Realising the therapeutic potential of this programme is important because currently there are no successful strategies in the clinic for effective immunomodulation to improve prognosis in patients following a heart attack. To-date, relatively blunt approaches to target inflammation post-MI utilising corticosteroids, non-steroidal anti-inflammatories, or non-specific immunosuppression (cyclosporine, methotrexate), have largely failed due to broad ranging effects on the initial inflammatory response and repair phase. As such this programme will begin to address a genuine unmet clinical need which could significantly improve outcomes in patients suffering from ischaemic heart disease leading to acute myocardial infarction and congestive heart failure.

At this stage, the programme is has a significant discovery science-focus around the timing of manipulation of lymphatics and the functional phenotyping of cleared versus retained immune cells; consequently the major impact will be via novel insights into lymphatic-immune cell interactions which will benefit other groups and individuals working within the field of cardiovascular regenerative medicine, fostering further related studies.

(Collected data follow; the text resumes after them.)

Issue #492, opened 2026-04-08
[BUG] Forced Context Drift via 15-Minute Session Termination and --continue Loop


leighstillard:
### cc-connect Version

v1.2.2-beta.4-54-g227c011-dirty

### Operating System

Linux (Ubuntu/Debian)

### Agent Type

Claude Code

### Platform

Slack

### Installation Method

Build from source

### Bug Description

The current session management lifecycle in cc-connect creates a "forced drift" pattern. Because sessions are automatically terminated after 15 minutes of inactivity/timeout, cc-connect as default uses the --continue flag to resume their work within the Slack interface and I presume all others.

While --continue is intended to maintain state, the combination of the Slack-mediated interface and the frequent session restarts creates a feedback loop that rapidly pollutes the model's context window with fragmented, noisy, and potentially erroneous historical data, leading to architectural erosion and "hallucination anchoring." This is further compounded by the reduced effort and inference quality being experienced in Claude subscription users currently. 

### Steps to Reproduce

1.  **Initialize a Complex Task:** Start a session via the Slack interface with a high-level architectural requirement (e.g., *"Refactor the existing API layer to use a Repository pattern and ensure all database calls are abstracted."*).
2.  **Execute Incremental Changes:** Perform several turns of coding. During these turns, intentionally or accidentally introduce a minor deviation—such as a typo in a variable name, a failed terminal command, or a slightly non-compliant code snippet.
3.  **Trigger Session Timeout:** Allow the session to remain idle for the 15-minute threshold to trigger a session termination.
4.  **Resume via `--continue`:** Use the `--continue` command to restart the session and pick up where the previous one left off.
5.  **Iterate the Cycle:** Repeat steps 2 through 4 several times (e.g., 3–4 session restarts).
6.  **Observe Model Output:** Ask the model to perform a new task that requires adherence to the original architectural requirement established in Step 1.

### Expected Behavior

*   **Architectural Persistence:** The agent should maintain a high "signal-to-noise" ratio. The original system instructions and architectural goals should remain the primary drivers of the model's logic, regardless of how many times the session has been restarted.
*   **Contextual Integrity:** The model should be able to distinguish between the "current task state" and "historical noise" (such as previous error logs or failed command outputs) contained within the continued context.
*   **Clean Continuity:** The `--continue` mechanism should ideally provide a seamless transition of *intent*, not just a raw dump of *transcript history*.

### Actual Behavior

[...]

PR #494, opened 2026-04-08
feat(core): default reset_on_idle_mins to 30 to prevent context drift

leighstillard:
## Summary

Defaults `reset_on_idle_mins` to **30 minutes** when unset, with a one-time startup log nudging users toward the docs. Builds directly on @xukp20's #400 — no new mechanism, just a default-behavior change.

## Why

The workspace pool evicts idle session entries after ~15 minutes. The next message after eviction rehydrates the session via Claude Code's `--continue`, which re-ingests the entire prior transcript. Across many cycles this accumulates stale chat history (failed commands, debugging noise, abandoned tangents) and the model's attention drifts from the original architectural intent — the "context drift loop" reported in #492.

#400 already shipped the right mechanism for this: idle-driven rotation to a fresh active session, with the prior session preserved for `/list` / `/switch`. The only gap was that it was opt-in and defaulted to disabled, so most deployments still hit the drift loop. As @xukp20 noted on #492:

> #492 may still remain valid as a product/default-behavior issue, because `reset_on_idle_mins` is currently opt-in rather than the default.

This PR closes that gap.

## What changed

- `cmd/cc-connect/main.go`: introduce `defaultResetOnIdleMins = 30` and a small `resolveResetOnIdle()` helper that both call sites now share. When the field is unset, the default is applied and a one-time `slog.Info` is emitted per project at startup pointing users at the docs and the opt-out.
- `cmd/cc-connect/main_test.go`: unit test for `resolveResetOnIdle` covering nil / explicit 0 / explicit positive.
- `README.md`, `docs/usage.md`, `config.example.toml`: document the new default and the opt-out (`reset_on_idle_mins = 0`).

## Why 30 minutes

Twice the workspace pool TTL (`15 * time.Minute` in `core/engine.go`):

- long enough that a coffee break or a meeting doesn't trigger rotation mid-task
- short enough that a "come back after lunch" *does* rotate, which is exactly the drift trigger #492 describes

## Behavior change & opt-out

Existing deployments that rely on always-resume will see new behavior. They can restore the prior behavior with one line:

```toml
[[projects]]
reset_on_idle_mins = 0
```

The startup log calls this out per project so it isn't silent.

## Test plan

- [x] `go build ./...`
- [x] `go test ./cmd/cc-connect/ ./core/ ./config/`
- [x] Manual: verify a project with no `reset_on_idle_mins` logs the nudge at startup and rotates after 30 min idle
- [x] Manual: verify `reset_on_idle_mins = 0` suppresses both the rotation and the nudge
- [x] Manual: verify `reset_on_idle_mins = 5` honors the explicit value

Refs: #492
Credit: @xukp20 for #400, which this builds on


chenhg5 (approved):
LGTM. Clean, minimal change with good rationale — defaults reset_on_idle_mins to 30 min to prevent context drift from accumulating stale transcripts. The resolveResetOnIdle helper is simple and correct, the test coverage is complete, and the one-time startup log is a nice touch to help users discover the opt-out. Documentation is thorough without being verbose.

chenhg5 (approved):
LGTM — CI green, conflict-free, implementation reviewed. Approved for merge.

The second aim, however, seeks to establish a high-throughput chemical screen to identify small molecule activators human lymphangiogenesis. This represents the initiation of a drug-repurposing and/or new drug-discovery pipeline for heart attack patients, which will be progressed through lead candidate testing and validation, medicinal chemistry to optimise structure-activity relationships and pre-clinical models. By the end of the 5-year programme we will have identified drug candidates which can be progressed through further funding or integration into existing programmes within Oxford-based spin-outs such as OxStem- https://www.oxstem.com/. Here there is potential for commercial exploitation and addition to the portfolio of a UK biotechnology company to potentially benefit the UK economy.

Staff working on the programme will benefit from comprehensive research training in state-of-the-art molecular techniques, comparative study of animal and human models and in the rigours and multi-disciplinarity associated with establishing and developing a robust phenotypic screen and successful drug-discovery pipeline.